Below are records. Find each line in them that holds the word "async" and copy it.

[Collected data]
·····

PR #3015, opened 2017-05-26
Create an AST redux backend

jasonLaster:
### Summary of Changes

This moves the getSymbols logic to the redux backend. It is a pre-requisite for the two preview tickets, which have complicated logic.

Next steps:

* satisfy flow
* cleanup outline
* look into selectors


src/actions/tests/ast.js
```diff
@@ -0,0 +1,33 @@
...
+  "base.js": "function base(boo) {}"
+};
+
+describe("ast", () => {
+  it("should be able to set symbols for a source", async () => {
+    const { dispatch, getState } = createStore(threadClient);
+    await dispatch(actions.newSource(makeSource("base.js")));
+    await dispatch(actions.loadSourceText({ id: "base.js" }));
+    const baseSymbols = getSymbols(getState(), "base.js");
+    expect(baseSymbols).toMatchSnapshot();
```
jasonLaster: the snapshot is great because we don't care what the symbols are. jus that they're sensible

src/reducers/ast.js
```diff
@@ -0,0 +1,59 @@
...
+  });
+
+function update(
+  state: Record<ASTState> = State(),
+  action: Action
+): Record<ASTState> {
+  switch (action.type) {
+    case "SET_SYMBOLS": {
+      const { source, symbols } = action;
+      return state.setIn(["symbols", source.id], symbols);
```
jasonLaster: @bomsy I like this solution because the reducer is an I.Map, the symbol field is an I.Map, but the symbols are just objs... maybe it's not a big deal bc people could still mess with them, but it feels better lol

src/actions/ast.js
```diff
@@ -0,0 +1,19 @@
+import { getSourceText, hasSymbols } from "../selectors";
+import parser from "../utils/parser";
+
+export function setSymbols(source) {
+  return async ({ dispatch, getState }: ThunkArgs) => {
+    if (hasSymbols(getState(), source)) {
+      return;
+    }
+
+    const sourceText = getSourceText(getState(), source.id);
```
jasonLaster: I should bale if we don't have the source text

src/actions/tests/ast.js
wldcordeiro: 👍 I like this, our test coverage has really been growing in great ways.

src/reducers/ast.js
wldcordeiro: I really dig this choice. Very clear reducer logic.

src/selectors.js
```diff
@@ -1,11 +1,12 @@
 // @flow
-const expressions = require("./reducers/expressions");
-const sources = require("./reducers/sources");
-const pause = require("./reducers/pause");
-const breakpoints = require("./reducers/breakpoints");
-const eventListeners = require("./reducers/event-listeners");
-const ui = require("./reducers/ui");
-const coverage = require("./reducers/coverage");
+import * as expressions from "./reducers/expressions";
```
wldcordeiro: Woot! More ES6 import/exports!

bomsy:
looks gud!

src/components/tests/__snapshots__/Outline.js.snap
```diff
@@ -13,15 +13,113 @@ ShallowWrapper {
 >
     <ul
         className="outline-list"
-    />
+    >
+        <li
```
jasonLaster: i think our tests were testing the wrong things :)

src/components/Outline.js
```diff
@@ -21,26 +20,6 @@ class Outline extends Component {
...
-  // TODO: move this logic out of the component and into a reducer
-  async setSymbolDeclarations(sourceText: Record<SourceText>) {
-    const symbolDeclarations = await getSymbols(sourceText.toJS());
-
-    if (symbolDeclarations !== this.state.symbolDeclarations) {
-      this.setState({
-        symbolDeclarations
-      });
-    }
   }
```
bomsy: nice reduction.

·····

Task solution =
+  it("should be able to set symbols for a source", async () => {
+  return async ({ dispatch, getState }: ThunkArgs) => {
-  async setSymbolDeclarations(sourceText: Record<SourceText>) {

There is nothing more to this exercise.